→ **Exercise**
Scan the records for the string "maresb". State how many lines contain it and add nothing.

→ **Provided material**

PR #1120, opened 2017-11-28
babel-register use only for e2e tests

PowerfulPony:
Single require here template/test/e2e/nightwatch.conf.js


LinusBorg:
What would be the advantage of this?

PowerfulPony:
If you do not use e2e, the unused dependency will not be loaded. When studying the project, there is no question of why this dependence is necessary.

LinusBorg:
> there is no question of why this dependence is necessary.

Then maybe I'm stupid. Enlighten me.

LinusBorg:
Fixed the merge conflict created by #1118

PR #1126, opened 2017-11-30
Prevent third-party libraries from repeatedly importing vue

linjiajian999:
一些第三方库在引入vue.js到时候，使用如下配置
Some third-party libraries use this configuration when use vue.js
```js
...
externals:  {
    vue: {
      commonjs: 'vue',
      commonjs2: 'vue',
      amd: 'vue',
      root: 'Vue',
      var: 'Vue'
    }
  }
...
```
这使得本地项目在引入第三方库并且打包的时候重新引入vue
此时，打包第三方库时如（vue-material）,第三方库会引入（vue-material/node_modules/vue/dist/vue.esm.js）

It wiil import vue into packaged duplicate

image

因此，修改此处别名
Therefore, change the 'vue' of alias to 'path.resolve(__dirname, '../node_modules/vue/dist/vue.esm.js'),'

```
// build/webpack.base.conf.js
resolve: {
    extensions: ['.js', '.vue', '.json'],
    alias: {
       'vue$': path.resolve(__dirname, '../node_modules/vue/dist/vue.esm.js'),
      '@': resolve('src')
    }
  },
```
使得webpack打包的时候，始终是打包到同一个vuejs
Then, it will import vue once time
image

### DIFF
--- a/template/build/webpack.base.conf.js
+++ b/template/build/webpack.base.conf.js
@@ -24,7 +24,7 @@ module.exports = {
     extensions: ['.js', '.vue', '.json'],
     alias: {
       {{#if_eq build "standalone"}}
-      'vue$': 'vue/dist/vue.esm.js',
+      'vue$': path.resolve(__dirname, '../node_modules/vue/dist/vue.esm.js'),
       {{/if_eq}}
       '@': resolve('src'),
     }


LinusBorg:
Wow, good find!

Will check this out this weekend.

LinusBorg:
@chrisvfritz This would probably also be relevant for the docs.

chrisvfritz:
I don't think this is actually a good idea. The real problem is that vue-material has listed Vue as a dependency, which means they specifically want to package their own version of Vue into the library. This is most likely a mistake and what they really want is to list Vue as a [peer dependency](https://docs.npmjs.com/files/package.json#peerdependencies). That's the correct way to avoid bundling the same package twice.

linjiajian999:
@chrisvfritz get! I think you are right! Thanks for your check out this pr.

PR #1130, opened 2017-12-01
use postcss default in vue-loader options

teazean:
It seems like loader in vue-loader's options contains no postcss, and but it should have.

### DIFF
--- a/template/build/vue-loader.conf.js
+++ b/template/build/vue-loader.conf.js
@@ -10,7 +10,8 @@ const sourceMapEnabled = isProduction
 module.exports = {
   loaders: utils.cssLoaders({
     sourceMap: sourceMapEnabled,
-    extract: isProduction
+    extract: isProduction,
+    usePostCSS: true
   }),
   cssSourceMap: sourceMapEnabled,
   transformToRequire: {


LinusBorg:
Thanks, but that's not necessary.  vue-loader runs everything through postcss anyway.

That's why that option is there in the first place: so we add postcss-loader only for the style-loaders for `.css` files etc, and *not* for `.vue`

teazean:
Not exactly as you said.
Firstly in https://github.com/vuejs-templates/webpack/blob/develop/template/build/vue-loader.conf.js#L10

```
 loaders: utils.cssLoaders({
    sourceMap: sourceMapEnabled,
    extract: isProduction
  }),
```
There's no usePostcss option.

And in https://github.com/vuejs-templates/webpack/blob/develop/template/build/utils.js#L34

```
  const loaders = options.usePostCSS ? [cssLoader, postcssLoader] : [cssLoader]

  // others
  // https://vue-loader.vuejs.org/en/configurations/extract-css.html
  return {
    css: generateLoaders(),
    postcss: generateLoaders(),
    less: generateLoaders('less'),
    sass: generateLoaders('sass', { indentedSyntax: true }),
    scss: generateLoaders('sass'),
    stylus: generateLoaders('stylus'),
    styl: generateLoaders('stylus')
  }
}
```

The default does not apply to postcss-loader.

LinusBorg:
You are misunderstanding what I wrote: 

All css is run through postcss *inside of vue-loader*. Always. Without any config necessary. 

It's he docs, just take a look.

teazean:
Yep, thank you for answering.

https://vue-loader.vuejs.org/en/features/postcss.html

**Any CSS output processed by vue-loader is piped through PostCSS for scoped CSS rewriting. **

PR #1131, opened 2017-12-01
Add option to allow remote access on webpack-dev-server

Toilal:
Set this option to allow remote access to webpack dev server (avoid Invalid Header error)

### DIFF
--- a/template/build/webpack.dev.conf.js
+++ b/template/build/webpack.dev.conf.js
@@ -26,6 +26,7 @@ const devWebpackConfig = merge(baseWebpackConfig, {
     compress: true,
     host: HOST || config.dev.host,
     port: PORT || config.dev.port,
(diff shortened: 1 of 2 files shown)


LinusBorg:
Hey @Toilal 

Thanks for the PR. a quick question: host `0.0.0.0` is enough to access from within the same network, right? Like from a mobile phone in my Wifi. Or would that also require this additional option?

Toilal:
Setting host to `0.0.0.0` is NOT enough, because dev server check the HTTP `host` header actually match what's is defined in `host` parameter. If it doesn't match, it shows an empty HTML page with "Invalid Host Header".

It can be useful for mobile access from desktop or Dockerized yarn installations.

LinusBorg:
Thanks, understood.

LinusBorg:
(close and re-open to trigger CI)

PR #1135, opened 2017-12-03
webpack.test.conf.js is not needed in jest and e2e

pwang2:
As titled.


LinusBorg:
That's correct, good catch, thanks.

PR #549, opened 2021-08-29
Add jekyll-relative-url-hook

klieret:
I've created a hook for Jekyll websites that checks whether absolute links `[absolute link](/absolute/paths)` are used, rather than `[absolute link]({{site.baseurl}}/relative/path)` or similar constructs. More information is in the readme.

### DIFF
--- a/all-repos.yaml
+++ b/all-repos.yaml
@@ -199,3 +199,4 @@
 - https://github.com/FalcoSuessgott/lint-gitlab-ci
 - https://github.com/comkieffer/xml-linter-hook
 - https://github.com/jackdewinter/pymarkdown
+- https://github.com/klieret/jekyll-relative-url-check


all-repos.yaml
```diff
@@ -198,3 +198,4 @@
 - https://github.com/janosh/format-ipy-cells
 - https://github.com/FalcoSuessgott/lint-gitlab-ci
 - https://github.com/comkieffer/xml-linter-hook
+- https://github.com/klieret/jekyll-relative-url-hook/
```
asottile, line 201: - none of the other urls have a trailing slash
- hook ids should be `dashed-names`
- entrypoints should be `dashed-names`
-

klieret:
Hi @asottile  Could you review this PR again? I followed all of your suggestions

asottile (approved):

PR #552, opened 2021-09-03
docs: add text-prepender

dontirun:


asottile:
I believe there's an existing tool which already does this: https://github.com/Lucas-C/pre-commit-hooks#insert-license

dontirun:
I didn't initially see that hook. They both are similar, but slightly different. 

1. The existing tool you specify a file type and a comment style 
2. The tool that I created it goes over a list of supported file types and edits all of the supported types 

That being said, if the tools are similar enough I'll close this pull request

asottile:
where possible I think it makes sense to collaborate 👍

PR #557, opened 2021-09-16
Fix gitlab-ci cache example

bsecker:
Add a trailing slash to the `PRE_COMMIT_HOME` variable so that gitlab-ci caches correctly


asottile:
the gitlab docs seem to indicate that no slash is necessary -- I suspect your issue is elsewhere?

asottile:
yeah this isn't correct -- I'm using this sucessfully here: https://github.com/pre-commit-ci-demo/demo/blob/cf38b7f21be6050bbf9934c59657174d60c38f7b/.gitlab-ci.yml#L4-L10

PR #559, opened 2021-09-25
helm docs generator

jrottenberg:
Following up from https://github.com/pre-commit/pre-commit.com/pull/543

At this point frigate and helm-docs are stable, and should not break the build.


all-repos.yaml
```diff
@@ -200,3 +200,5 @@
 - https://github.com/comkieffer/xml-linter-hook
 - https://github.com/jackdewinter/pymarkdown
 - https://github.com/klieret/jekyll-relative-url-check
+- https://github.com/rapidsai/frigate
+- https://github.com/norwoodj/helm-docs
```
asottile, line 204: shouldn't `helm-docs` be `language: go` instead of `language: script` ?

jrottenberg: Yes, If you want to install helm-docs itself, the intent most likely is to rely on the user to have the binary installed.

Most likely the user doesn't have the golang build chain, hence the `script`

jrottenberg: @asottile https://github.com/antonbabenko/pre-commit-terraform/blob/master/.pre-commit-hooks.yaml#L9 has a similar setup : expose a hook that relies on the user to install the binary before execution, the hooks just making sure the tool has run before commmit.

jrottenberg: Fair enough , I'll open a PR on helm-docs to add a new target that uses `golang` instead of `script`, so use could choose. Would that work ?

jrottenberg: ok https://github.com/norwoodj/helm-docs/pull/114 has been merged - good recommandation, it might take a while to go through existing hooks, but I do agree it makes the setup for users or ci, much simpler.

asottile: sweet!  this patch just needs a quick rebase and I'm happy to merge this!

asottile (approved):

asottile (approved):

jrottenberg:
Thanks !

PR #564, opened 2021-09-28
chore: add clang-format-precommit

henryiii:
Uses 1-2 MB PyPI package on all platforms.

Let me know if there's any special ordering you'd like, just stuck it at the end.

### DIFF
--- a/all-repos.yaml
+++ b/all-repos.yaml
@@ -200,3 +200,4 @@
 - https://github.com/comkieffer/xml-linter-hook
 - https://github.com/jackdewinter/pymarkdown
 - https://github.com/klieret/jekyll-relative-url-check
+- https://github.com/ssciwr/clang-format-precommit


asottile:
at the end is fine -- I would prefer it it were named `clang-format-hook` instead  -- don't want to confuse it with `pre-commit` itself

henryiii:
But `-hook` doesn't really make it clear what it's used for (it's pre-commit specific). I'll check and see if they are interested in moving it. I think it still will work for early adopters if renamed.

henryiii:
I probably inspired the current name by pointing at cmake-format-precommit as an example: https://github.com/ssciwr/clang-format-wheel/issues/8#issue-1009777067

asottile:
alternatively -- if you want to add `types_or` support to https://github.com/pre-commit/pre-commit-mirror-maker then I could create a `mirrors-clang-format` and then we wouldn't need any external management

henryiii:
x-ref: https://github.com/pre-commit/pre-commit-mirror-maker/issues/69

asottile:
thanks for the work on `types_or` -- I set this up using it!  https://github.com/pre-commit/mirrors-clang-format

dokempf:
Hey, @asottile thanks for setting up this mirror. I prefer this option over the current solution of having a separate repository in the same namespace as the packaging repo (https://github.com/ssciwr/clang-format-hook). I would prefer to have the possibility to write a custom (less generic) Readme though. Would you accept PRs to this mirror repo or consider adding me to the repo so that I can edit the Readme? (I maintain the packaging repo https://github.com/ssciwr/clang-format-wheel)

asottile:
yeah feel free to send PRs -- though usually I try and keep the readmes as simple as possible and direct issues to the parent repositories (unless of course it's a bug in the configuration)

PR #577, opened 2021-11-01
Added add-msg-issue-suffix-hook

rnjesuz:
pre-commit hook that suffixes Jira issues to the commit message

### DIFF
--- a/all-repos.yaml
+++ b/all-repos.yaml
@@ -206,3 +206,4 @@
 - https://github.com/streetsidesoftware/cspell-cli
 - https://github.com/rapidsai/frigate
 - https://github.com/norwoodj/helm-docs
+- https://github.com/rnjesuz/add-msg-issue-suffix-hook


asottile:
there's already at least two hooks which accomplish this already in the hooks html -- consider contributing to those!

rnjesuz:
> 
> 
> there's already at least two hooks which accomplish this already in the hooks html -- consider contributing to those!

Can you point me to them? 
The only one I'm seeing is https://github.com/avilaton/add-msg-issue-prefix-hook, which prefixes the jira issue. Mine suffixes it.
But mine also does a little more. As of last release it allows for optionally appending the issue's title as well as it's name

asottile:
> 
> 
> > there's already at least two hooks which accomplish this already in the hooks html -- consider contributing to those!
> 
> Can you point me to them? The only one I'm seeing is https://github.com/avilaton/add-msg-issue-prefix-hook, which prefixes the jira issue. Mine suffixes it. But mine also does a little more. As of last release it allows for optionally appending the issue's title as well as it's name

seems like your extensions would be an easy PR to that  one!

rnjesuz:
> 
> 
> seems like your extensions would be an easy PR to that one!

Doesn't seem trivial to me, especially with my added feature. It would need some refactoring and conditional checking.
I'm content with the state of the repo. 
You can deny the PR if you still don't think it's adding anything new.

asottile:
yeah I would prefer collaboration rather than fork/competition

PR #580, opened 2021-11-15
Add adamchainz/pre-commit-dprint mirror

adamchainz:


asottile (approved):
will need to resolve the conflict first -- but otherwise looks good

PR #581, opened 2021-11-16
Set Git merge=union for all-repos.yaml

adamchainz:
This should prevent conflicts from parallel PR’s like in #580. We’ve done this for [Django’s release notes](https://github.com/django/django/blob/12fe3224f5086161462faf614cad91f3fad32e78/.gitattributes#L7) for a while.

### DIFF
--- a/.gitattributes
+++ b/.gitattributes
@@ -1,0 +1,1 @@
+all-repos.yaml merge=union


asottile (approved):
seems to work and order correctly -- we'll try this out and see how it goes

asottile:
github doesn't seem to use this file when resolving merges so I don't think this provides any benefit

adamchainz:
aw sad :(

PR #592, opened 2021-11-25
Add gersemi CMake formatter

BlankSpruce:
Anticipating question "Why `require_serial: true`?" here's rationale: gersemi already spawns additional processes to do the formatting faster in case of multiple files.


asottile (approved):
yep -- I know @DanielChabrowski from my twitch stream :)

PR #595, opened 2021-12-03
Add check-json5 to all-repos.yaml

maresb:
This is just like `check-json` from the official hooks, but it tries to load a file with [`json5`](https://pypi.org/project/json5/) instead of the builtin [`json`](https://docs.python.org/3/library/json.html). The [JSON5 spec](https://json5.org/) allows for comments, trailing commas, and more.

### DIFF
--- a/all-repos.yaml
+++ b/all-repos.yaml
@@ -205,4 +205,4 @@
 - https://github.com/scop/pre-commit-shfmt
 - https://github.com/BlankSpruce/gersemi
 - https://github.com/realm/SwiftLint
-- https://gitlab.com/bmares/pre-commit-check-json5
+- https://gitlab.com/bmares/check-json5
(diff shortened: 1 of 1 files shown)


all-repos.yaml
```diff
@@ -205,3 +205,4 @@
 - https://github.com/scop/pre-commit-shfmt
 - https://github.com/BlankSpruce/gersemi
 - https://github.com/realm/SwiftLint
+- https://gitlab.com/bmares/pre-commit-check-json5
```
asottile, line 208: nice!  would it be possible to rename it to just `check-json5` -- that would better differentiate it from being a "pre-commit" affiliated project vs just a project that can be integrated with pre-commit

asottile: additionally it would be best to avoid using the `pre_commit_hooks` namespace

maresb: Ah, ok... just a few minutes, I'll have to update the repos and the README. Thanks for the quick response! ...

asottile (approved):

all-repos.yaml
maresb: @asottile, done! And thanks in general for your awesome work. I'm a big fan. :smile:

PR #602, opened 2021-12-09
Add cirlceci orb validation to all-repos

bjd2385:
Adds a circleci orb pack and validation hook I've just written to the all-repos list.

### DIFF
--- a/all-repos.yaml
+++ b/all-repos.yaml
@@ -209,3 +209,4 @@
 - https://github.com/semaphor-dk/dansabel
 - https://github.com/adamchainz/pre-commit-oxipng
 - https://github.com/gitguardian/gg-shield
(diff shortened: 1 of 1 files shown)


asottile:
hi!  appreciate the tool, however since it is `system` / `script` it's not super useful out-of-the-box.  part of the benefit of pre-commit is to have the tool install the necessary dependencies so the user doesn't need to manage a bunch of things

additionally, the hardcoded `args: [src]` probably isn't suitable for all consumers

additionally, `require_serial: false` is the default so that's not needed

you probably also want `always_run: true` since it has `pass_filenames: false`

bjd2385:
Also, it's totally fine if this isn't accepted to the pre-commit.com registry/list, I just want to make sure it's correct and as useful to consumers as possible.

PR #678, opened 2022-07-04
build: add asort to pre-commit.com

cpendery:
## Description
Follow up to the previous PR addressing all the feedback given. Adds `asort` to the supported hooks list

Previous https://github.com/pre-commit/pre-commit.com/pull/677

my new repository:

- [ ] contains a license


asottile:
hi, I've edited in the new pr template to the original comment -- if you could fill that out as well

PR #680, opened 2022-07-05
build: add github-issue-prefix commit msg

KimSoungRyoul:
## Description
[add-msg-issue-prefix-hook](https://github.com/avilaton/add-msg-issue-prefix-hook) is used only in Jira

[add-github-issue-prefix](https://github.com/KimSoungRyoul/add-github-issue-prefix) support commit msg prefix for github issue and provides more customizable options.

### DIFF
--- a/all-repos.yaml
+++ b/all-repos.yaml
@@ -219,3 +219,4 @@
 - https://github.com/dannysepler/rm_unneeded_f_str
 - https://github.com/cmhughes/latexindent.pl
 - https://github.com/sirwart/ripsecrets
+- https://github.com/KimSoungRyoul/add-github-issue-prefix


asottile:
maybe I'm missing something, why do people keep adding "# Description" at the top of the description -- there's no reason to do that -- is there some tool that's doing this for you?

asottile:
- there's no license on this repo
- `always_run: true` is wrong
- did you try collaborating with the other repo first? I'd rather not have a bunch of slightly-different repos

KimSoungRyoul:
~~~
maybe I'm missing something, why do people keep adding "# Description" at the top of the description -- there's no reason to do that -- is there some tool that's doing this for you?
~~~
No there is no tool, I just thought it was a convention because  the previous person did it  lol :)

---

as is shown in pullrequest
https://github.com/avilaton/add-msg-issue-prefix-hook/pulls 
There is no feedback since 2021
so I made it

→ **Answer box**
3